## WHAT TO DO
Only one stretch of the records below should be repeated. It starts with the line containing "without AVX, but" and goes on through the line containing "The switch addressing", exactly as written.

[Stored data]
────────────────────

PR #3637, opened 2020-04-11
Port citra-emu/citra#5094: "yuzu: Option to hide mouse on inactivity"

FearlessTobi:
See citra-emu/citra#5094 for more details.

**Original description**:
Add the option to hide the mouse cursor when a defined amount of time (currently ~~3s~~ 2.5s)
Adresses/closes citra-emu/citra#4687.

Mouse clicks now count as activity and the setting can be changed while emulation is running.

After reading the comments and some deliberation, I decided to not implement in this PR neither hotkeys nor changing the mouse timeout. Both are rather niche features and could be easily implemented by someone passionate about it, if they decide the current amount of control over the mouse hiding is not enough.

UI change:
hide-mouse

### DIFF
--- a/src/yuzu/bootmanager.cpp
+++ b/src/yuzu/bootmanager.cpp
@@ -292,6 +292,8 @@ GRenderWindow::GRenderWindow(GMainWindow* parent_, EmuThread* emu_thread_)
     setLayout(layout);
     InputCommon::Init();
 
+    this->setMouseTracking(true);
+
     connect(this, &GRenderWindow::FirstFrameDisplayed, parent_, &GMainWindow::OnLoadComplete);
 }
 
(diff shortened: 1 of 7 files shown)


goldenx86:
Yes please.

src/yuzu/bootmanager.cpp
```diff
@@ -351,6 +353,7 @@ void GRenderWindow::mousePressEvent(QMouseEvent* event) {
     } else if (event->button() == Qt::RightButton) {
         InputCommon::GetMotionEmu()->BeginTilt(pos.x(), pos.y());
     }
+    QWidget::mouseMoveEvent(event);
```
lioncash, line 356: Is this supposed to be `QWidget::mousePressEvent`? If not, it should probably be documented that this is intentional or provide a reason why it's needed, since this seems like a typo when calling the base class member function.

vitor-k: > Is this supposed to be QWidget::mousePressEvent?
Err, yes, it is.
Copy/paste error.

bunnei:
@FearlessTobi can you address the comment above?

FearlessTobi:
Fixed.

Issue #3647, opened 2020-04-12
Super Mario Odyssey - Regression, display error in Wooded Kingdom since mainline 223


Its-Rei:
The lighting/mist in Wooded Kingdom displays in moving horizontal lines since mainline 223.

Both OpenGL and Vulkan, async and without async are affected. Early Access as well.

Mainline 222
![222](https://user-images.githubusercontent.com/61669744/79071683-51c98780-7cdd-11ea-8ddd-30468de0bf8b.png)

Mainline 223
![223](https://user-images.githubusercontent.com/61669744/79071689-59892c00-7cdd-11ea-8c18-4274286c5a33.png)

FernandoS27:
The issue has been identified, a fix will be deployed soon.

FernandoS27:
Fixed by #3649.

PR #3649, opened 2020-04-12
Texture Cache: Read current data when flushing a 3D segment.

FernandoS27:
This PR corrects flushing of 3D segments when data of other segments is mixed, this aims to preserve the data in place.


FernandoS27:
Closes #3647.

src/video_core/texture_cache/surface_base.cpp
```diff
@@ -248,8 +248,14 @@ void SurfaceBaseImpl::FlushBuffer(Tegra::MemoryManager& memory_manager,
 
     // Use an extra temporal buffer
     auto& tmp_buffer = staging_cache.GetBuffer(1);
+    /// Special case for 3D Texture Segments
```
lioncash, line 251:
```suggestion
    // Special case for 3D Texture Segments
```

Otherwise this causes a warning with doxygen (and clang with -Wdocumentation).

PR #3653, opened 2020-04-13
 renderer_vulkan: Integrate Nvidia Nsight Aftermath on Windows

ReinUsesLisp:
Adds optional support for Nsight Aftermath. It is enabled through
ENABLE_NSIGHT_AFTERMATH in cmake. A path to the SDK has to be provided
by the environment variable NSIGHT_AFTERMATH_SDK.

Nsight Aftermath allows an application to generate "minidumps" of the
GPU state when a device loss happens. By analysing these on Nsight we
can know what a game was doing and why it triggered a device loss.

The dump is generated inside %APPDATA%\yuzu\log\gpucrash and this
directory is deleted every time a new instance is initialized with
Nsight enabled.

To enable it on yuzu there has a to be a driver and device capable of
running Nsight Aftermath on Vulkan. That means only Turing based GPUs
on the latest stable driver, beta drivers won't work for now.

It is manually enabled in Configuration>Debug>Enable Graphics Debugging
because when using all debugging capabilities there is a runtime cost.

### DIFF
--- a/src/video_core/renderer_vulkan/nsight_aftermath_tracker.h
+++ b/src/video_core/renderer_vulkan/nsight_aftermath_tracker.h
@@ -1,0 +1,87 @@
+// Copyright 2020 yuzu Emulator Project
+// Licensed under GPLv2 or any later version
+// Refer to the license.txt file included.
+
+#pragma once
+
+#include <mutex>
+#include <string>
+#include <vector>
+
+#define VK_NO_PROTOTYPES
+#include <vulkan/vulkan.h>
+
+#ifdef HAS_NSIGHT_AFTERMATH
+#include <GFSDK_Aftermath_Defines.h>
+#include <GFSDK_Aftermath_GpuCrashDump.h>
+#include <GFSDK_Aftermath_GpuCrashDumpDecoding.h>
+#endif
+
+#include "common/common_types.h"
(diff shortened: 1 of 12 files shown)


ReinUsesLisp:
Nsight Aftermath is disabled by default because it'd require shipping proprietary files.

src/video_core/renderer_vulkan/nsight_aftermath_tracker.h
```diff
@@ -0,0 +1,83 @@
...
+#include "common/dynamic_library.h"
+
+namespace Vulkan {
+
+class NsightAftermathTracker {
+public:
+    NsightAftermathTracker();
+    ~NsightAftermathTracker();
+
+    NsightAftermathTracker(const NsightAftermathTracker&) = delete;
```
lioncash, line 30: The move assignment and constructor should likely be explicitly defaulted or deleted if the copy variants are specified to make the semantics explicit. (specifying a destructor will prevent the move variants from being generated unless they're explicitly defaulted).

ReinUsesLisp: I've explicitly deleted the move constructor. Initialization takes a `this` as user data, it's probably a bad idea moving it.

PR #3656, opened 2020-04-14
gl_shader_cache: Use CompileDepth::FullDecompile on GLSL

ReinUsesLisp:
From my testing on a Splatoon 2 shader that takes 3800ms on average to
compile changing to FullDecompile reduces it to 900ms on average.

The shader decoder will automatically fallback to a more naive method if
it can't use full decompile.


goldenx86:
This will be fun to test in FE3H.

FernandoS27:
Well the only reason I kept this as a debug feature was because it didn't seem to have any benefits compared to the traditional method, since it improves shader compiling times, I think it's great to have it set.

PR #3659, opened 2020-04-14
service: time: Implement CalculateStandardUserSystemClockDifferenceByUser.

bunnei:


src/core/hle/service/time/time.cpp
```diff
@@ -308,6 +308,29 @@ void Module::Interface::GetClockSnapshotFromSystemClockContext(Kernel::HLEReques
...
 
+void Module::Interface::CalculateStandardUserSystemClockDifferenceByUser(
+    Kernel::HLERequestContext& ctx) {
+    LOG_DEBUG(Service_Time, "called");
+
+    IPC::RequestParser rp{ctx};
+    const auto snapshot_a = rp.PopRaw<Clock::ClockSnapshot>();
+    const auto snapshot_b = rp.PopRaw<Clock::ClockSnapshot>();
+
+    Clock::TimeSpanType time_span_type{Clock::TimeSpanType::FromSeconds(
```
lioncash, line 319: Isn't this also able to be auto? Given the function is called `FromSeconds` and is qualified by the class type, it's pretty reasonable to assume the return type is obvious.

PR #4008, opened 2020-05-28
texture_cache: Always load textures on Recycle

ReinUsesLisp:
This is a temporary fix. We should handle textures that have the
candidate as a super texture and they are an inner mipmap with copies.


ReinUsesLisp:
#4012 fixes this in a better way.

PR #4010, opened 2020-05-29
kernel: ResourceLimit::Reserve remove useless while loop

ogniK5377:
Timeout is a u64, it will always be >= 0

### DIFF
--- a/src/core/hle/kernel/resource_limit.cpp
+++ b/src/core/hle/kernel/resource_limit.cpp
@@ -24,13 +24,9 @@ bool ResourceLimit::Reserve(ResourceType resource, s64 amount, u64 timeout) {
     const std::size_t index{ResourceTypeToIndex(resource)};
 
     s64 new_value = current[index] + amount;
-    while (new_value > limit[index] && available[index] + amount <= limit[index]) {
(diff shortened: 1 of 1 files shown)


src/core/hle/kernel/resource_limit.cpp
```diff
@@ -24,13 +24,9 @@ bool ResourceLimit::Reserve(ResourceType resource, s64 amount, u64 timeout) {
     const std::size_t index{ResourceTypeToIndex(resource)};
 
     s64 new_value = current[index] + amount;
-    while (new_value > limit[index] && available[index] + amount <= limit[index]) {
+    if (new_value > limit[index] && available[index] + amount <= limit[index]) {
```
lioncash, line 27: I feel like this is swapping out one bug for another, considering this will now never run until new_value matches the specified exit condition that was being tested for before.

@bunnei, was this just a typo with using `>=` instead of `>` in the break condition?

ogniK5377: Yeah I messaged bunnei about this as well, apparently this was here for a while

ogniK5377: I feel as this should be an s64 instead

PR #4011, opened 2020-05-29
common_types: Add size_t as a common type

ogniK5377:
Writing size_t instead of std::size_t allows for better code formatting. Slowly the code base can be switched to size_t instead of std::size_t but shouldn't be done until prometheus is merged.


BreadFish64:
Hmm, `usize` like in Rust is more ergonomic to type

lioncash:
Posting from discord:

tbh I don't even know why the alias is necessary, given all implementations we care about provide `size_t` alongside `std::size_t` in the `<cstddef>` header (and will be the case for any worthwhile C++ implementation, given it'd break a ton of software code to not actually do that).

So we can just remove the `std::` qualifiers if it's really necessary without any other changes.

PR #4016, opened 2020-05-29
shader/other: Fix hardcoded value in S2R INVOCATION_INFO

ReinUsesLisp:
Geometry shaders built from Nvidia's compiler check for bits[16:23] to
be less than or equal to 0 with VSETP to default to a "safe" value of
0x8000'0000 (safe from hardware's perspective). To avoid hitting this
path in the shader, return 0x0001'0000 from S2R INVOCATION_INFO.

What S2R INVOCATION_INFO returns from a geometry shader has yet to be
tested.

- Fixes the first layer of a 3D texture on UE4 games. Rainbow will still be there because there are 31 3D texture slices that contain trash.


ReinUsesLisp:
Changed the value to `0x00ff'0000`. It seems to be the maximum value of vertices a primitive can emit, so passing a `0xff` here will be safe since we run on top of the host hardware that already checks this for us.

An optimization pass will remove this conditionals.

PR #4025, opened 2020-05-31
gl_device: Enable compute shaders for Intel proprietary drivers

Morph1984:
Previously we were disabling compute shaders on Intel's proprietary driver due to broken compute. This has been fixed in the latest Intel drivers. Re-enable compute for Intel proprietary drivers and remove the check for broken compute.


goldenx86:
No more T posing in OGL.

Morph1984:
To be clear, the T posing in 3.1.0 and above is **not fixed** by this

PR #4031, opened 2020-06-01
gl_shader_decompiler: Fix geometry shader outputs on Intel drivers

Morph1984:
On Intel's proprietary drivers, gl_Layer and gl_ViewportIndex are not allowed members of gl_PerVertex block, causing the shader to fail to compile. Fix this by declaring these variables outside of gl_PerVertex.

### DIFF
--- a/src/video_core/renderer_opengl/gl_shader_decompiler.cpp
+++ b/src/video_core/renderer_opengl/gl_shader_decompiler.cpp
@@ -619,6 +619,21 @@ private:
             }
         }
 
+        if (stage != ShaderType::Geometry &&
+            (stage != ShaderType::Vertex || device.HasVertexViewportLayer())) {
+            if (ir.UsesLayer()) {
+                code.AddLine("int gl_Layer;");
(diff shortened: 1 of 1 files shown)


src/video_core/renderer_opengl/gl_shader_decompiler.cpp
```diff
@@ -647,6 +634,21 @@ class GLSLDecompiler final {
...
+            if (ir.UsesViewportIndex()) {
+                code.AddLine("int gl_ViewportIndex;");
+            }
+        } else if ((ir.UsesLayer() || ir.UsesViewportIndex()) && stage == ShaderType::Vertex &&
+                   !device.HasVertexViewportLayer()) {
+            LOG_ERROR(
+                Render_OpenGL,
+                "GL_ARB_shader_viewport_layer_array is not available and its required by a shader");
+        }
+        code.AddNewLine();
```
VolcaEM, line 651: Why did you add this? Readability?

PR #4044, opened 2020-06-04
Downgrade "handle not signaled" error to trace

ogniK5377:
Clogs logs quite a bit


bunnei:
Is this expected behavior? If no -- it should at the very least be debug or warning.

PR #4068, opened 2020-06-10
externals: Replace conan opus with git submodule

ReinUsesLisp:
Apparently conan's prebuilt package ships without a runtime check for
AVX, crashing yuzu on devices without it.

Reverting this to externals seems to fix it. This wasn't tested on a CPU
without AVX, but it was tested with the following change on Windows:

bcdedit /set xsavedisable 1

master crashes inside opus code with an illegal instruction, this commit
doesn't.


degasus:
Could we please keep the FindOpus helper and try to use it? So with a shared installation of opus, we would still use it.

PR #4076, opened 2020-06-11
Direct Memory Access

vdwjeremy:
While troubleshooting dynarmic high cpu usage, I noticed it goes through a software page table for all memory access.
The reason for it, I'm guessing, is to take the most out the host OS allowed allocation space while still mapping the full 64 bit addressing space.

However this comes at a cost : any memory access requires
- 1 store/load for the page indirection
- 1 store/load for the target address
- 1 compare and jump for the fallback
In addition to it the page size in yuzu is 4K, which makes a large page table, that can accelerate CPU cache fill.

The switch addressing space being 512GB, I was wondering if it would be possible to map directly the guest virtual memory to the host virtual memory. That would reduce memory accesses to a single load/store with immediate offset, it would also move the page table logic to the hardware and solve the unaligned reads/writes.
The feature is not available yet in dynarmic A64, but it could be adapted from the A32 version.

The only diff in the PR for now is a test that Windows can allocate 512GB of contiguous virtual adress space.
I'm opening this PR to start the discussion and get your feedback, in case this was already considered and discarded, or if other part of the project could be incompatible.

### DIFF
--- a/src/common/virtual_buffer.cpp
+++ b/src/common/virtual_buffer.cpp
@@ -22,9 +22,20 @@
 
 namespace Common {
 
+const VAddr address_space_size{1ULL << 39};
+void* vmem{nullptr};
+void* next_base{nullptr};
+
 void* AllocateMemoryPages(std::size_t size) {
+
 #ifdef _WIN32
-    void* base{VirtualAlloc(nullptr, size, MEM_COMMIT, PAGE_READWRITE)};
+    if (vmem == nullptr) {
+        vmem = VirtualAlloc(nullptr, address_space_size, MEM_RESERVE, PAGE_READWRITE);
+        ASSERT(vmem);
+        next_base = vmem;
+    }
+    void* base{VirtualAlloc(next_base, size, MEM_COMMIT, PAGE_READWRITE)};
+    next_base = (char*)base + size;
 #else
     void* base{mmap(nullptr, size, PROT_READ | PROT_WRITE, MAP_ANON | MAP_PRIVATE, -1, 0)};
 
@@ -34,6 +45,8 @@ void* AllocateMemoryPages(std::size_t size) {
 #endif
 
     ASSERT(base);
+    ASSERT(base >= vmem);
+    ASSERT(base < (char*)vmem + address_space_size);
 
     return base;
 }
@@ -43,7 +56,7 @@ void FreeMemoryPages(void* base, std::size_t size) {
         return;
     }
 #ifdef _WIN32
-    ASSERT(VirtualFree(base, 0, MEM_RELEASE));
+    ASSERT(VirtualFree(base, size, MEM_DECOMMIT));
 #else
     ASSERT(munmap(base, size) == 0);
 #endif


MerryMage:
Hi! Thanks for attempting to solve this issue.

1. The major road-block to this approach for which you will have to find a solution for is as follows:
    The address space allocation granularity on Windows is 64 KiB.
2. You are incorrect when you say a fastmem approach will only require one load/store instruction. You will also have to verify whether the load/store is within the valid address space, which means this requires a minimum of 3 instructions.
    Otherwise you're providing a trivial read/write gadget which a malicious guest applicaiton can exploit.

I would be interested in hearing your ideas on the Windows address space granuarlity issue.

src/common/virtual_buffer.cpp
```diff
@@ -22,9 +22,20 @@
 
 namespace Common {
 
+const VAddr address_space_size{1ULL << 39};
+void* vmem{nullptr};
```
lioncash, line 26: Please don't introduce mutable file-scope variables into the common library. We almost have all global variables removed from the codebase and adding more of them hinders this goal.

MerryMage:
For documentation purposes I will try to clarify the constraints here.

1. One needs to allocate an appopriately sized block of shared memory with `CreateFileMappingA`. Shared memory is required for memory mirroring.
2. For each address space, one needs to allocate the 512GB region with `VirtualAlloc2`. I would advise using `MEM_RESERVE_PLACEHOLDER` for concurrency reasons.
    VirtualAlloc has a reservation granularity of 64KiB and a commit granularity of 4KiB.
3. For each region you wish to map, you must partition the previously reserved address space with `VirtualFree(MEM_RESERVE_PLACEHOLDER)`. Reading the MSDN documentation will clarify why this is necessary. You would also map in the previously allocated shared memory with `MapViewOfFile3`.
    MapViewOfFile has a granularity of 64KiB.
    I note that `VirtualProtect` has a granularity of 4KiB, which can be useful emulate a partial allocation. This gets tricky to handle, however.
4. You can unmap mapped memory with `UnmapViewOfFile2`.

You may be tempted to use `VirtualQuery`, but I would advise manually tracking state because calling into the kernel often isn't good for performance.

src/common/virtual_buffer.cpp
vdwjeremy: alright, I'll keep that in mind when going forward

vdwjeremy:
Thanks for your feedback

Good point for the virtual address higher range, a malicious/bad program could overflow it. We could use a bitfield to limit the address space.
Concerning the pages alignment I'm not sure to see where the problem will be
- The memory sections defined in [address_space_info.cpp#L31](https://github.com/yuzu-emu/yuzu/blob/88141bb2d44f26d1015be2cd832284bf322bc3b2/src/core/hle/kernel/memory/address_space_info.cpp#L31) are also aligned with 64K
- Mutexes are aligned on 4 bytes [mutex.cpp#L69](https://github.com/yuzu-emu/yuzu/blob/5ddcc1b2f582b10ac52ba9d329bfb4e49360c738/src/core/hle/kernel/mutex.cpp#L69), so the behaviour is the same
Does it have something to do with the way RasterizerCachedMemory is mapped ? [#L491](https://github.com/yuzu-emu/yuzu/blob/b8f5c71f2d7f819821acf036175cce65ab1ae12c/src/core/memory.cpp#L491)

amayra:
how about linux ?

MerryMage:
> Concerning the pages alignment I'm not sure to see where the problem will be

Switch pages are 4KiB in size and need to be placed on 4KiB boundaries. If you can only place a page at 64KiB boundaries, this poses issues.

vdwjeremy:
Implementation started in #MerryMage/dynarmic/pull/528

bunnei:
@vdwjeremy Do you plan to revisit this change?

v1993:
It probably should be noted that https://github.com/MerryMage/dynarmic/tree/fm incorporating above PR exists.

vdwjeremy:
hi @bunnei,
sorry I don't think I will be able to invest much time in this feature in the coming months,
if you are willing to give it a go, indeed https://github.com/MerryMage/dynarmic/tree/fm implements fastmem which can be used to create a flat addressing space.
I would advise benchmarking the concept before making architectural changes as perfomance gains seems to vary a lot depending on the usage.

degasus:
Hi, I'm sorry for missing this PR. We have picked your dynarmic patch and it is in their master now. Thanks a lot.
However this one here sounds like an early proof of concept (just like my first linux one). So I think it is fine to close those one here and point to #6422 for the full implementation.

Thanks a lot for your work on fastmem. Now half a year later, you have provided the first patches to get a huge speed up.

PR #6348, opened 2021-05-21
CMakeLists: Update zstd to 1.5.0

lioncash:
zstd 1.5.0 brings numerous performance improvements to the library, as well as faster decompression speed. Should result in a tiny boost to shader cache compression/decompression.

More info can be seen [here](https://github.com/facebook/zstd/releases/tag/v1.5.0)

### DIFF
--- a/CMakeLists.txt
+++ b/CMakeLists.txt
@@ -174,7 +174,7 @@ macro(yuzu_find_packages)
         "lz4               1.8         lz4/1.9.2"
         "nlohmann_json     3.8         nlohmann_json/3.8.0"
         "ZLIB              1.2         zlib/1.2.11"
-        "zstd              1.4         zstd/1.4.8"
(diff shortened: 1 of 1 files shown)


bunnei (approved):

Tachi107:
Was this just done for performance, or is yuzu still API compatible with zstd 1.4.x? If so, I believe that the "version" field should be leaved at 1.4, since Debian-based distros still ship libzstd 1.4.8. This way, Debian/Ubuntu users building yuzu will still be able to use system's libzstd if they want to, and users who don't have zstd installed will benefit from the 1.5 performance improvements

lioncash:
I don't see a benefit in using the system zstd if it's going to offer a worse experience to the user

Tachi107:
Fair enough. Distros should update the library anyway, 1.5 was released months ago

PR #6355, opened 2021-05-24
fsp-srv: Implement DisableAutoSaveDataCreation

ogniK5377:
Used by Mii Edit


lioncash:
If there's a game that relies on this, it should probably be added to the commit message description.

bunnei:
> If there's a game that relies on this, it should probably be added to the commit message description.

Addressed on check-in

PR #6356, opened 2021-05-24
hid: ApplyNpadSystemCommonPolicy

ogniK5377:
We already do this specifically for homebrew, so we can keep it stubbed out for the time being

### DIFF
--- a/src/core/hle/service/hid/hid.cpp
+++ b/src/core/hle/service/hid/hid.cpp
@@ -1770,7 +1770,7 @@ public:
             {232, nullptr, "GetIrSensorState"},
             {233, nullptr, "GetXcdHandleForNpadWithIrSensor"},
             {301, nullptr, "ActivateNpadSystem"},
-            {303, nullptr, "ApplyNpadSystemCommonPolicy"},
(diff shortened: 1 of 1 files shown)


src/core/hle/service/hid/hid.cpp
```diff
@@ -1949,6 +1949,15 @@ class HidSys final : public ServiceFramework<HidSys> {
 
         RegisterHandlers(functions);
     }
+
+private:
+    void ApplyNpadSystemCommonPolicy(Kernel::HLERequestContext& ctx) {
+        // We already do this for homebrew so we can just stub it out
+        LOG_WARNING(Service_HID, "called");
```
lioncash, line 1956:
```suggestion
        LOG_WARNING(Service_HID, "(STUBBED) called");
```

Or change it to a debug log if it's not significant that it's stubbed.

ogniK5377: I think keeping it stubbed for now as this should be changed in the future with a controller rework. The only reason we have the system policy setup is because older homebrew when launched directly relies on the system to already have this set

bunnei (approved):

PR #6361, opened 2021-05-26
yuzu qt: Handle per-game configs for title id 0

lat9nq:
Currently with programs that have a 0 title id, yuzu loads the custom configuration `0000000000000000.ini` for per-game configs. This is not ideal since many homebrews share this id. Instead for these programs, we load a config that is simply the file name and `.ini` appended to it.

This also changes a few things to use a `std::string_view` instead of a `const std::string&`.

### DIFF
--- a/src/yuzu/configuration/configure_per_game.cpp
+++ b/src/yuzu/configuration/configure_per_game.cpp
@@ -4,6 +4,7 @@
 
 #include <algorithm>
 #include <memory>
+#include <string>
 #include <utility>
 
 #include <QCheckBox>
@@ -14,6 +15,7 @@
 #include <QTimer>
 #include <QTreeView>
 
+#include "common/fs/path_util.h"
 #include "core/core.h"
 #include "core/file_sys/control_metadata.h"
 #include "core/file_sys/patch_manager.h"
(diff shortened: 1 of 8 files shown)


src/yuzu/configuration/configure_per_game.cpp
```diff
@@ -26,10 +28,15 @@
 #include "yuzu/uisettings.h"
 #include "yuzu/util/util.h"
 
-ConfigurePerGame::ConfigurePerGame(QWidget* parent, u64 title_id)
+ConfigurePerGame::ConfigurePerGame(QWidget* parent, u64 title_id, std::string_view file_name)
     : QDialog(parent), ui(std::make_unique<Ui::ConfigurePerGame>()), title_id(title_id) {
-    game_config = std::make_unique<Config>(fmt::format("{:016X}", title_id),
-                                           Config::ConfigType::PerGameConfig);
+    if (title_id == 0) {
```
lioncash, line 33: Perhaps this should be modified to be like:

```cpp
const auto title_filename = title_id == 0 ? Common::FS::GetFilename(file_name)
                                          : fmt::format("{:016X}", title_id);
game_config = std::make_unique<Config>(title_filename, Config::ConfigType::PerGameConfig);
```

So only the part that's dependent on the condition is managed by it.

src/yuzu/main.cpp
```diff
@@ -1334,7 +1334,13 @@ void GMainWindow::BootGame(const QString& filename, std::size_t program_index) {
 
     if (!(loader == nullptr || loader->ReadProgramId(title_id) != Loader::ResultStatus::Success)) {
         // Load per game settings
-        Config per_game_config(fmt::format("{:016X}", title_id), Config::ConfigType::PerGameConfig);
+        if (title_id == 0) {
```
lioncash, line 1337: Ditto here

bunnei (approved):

────────────────────

## ANSWER TO THIS PROBLEM
without AVX, but it was tested with the following change on Windows:

bcdedit /set xsavedisable 1

master crashes inside opus code with an illegal instruction, this commit
doesn't.


degasus:
Could we please keep the FindOpus helper and try to use it? So with a shared installation of opus, we would still use it.

PR #4076, opened 2020-06-11
Direct Memory Access

vdwjeremy:
While troubleshooting dynarmic high cpu usage, I noticed it goes through a software page table for all memory access.
The reason for it, I'm guessing, is to take the most out the host OS allowed allocation space while still mapping the full 64 bit addressing space.

However this comes at a cost : any memory access requires
- 1 store/load for the page indirection
- 1 store/load for the target address
- 1 compare and jump for the fallback
In addition to it the page size in yuzu is 4K, which makes a large page table, that can accelerate CPU cache fill.

The switch addressing space being 512GB, I was wondering if it would be possible to map directly the guest virtual memory to the host virtual memory. That would reduce memory accesses to a single load/store with immediate offset, it would also move the page table logic to the hardware and solve the unaligned reads/writes.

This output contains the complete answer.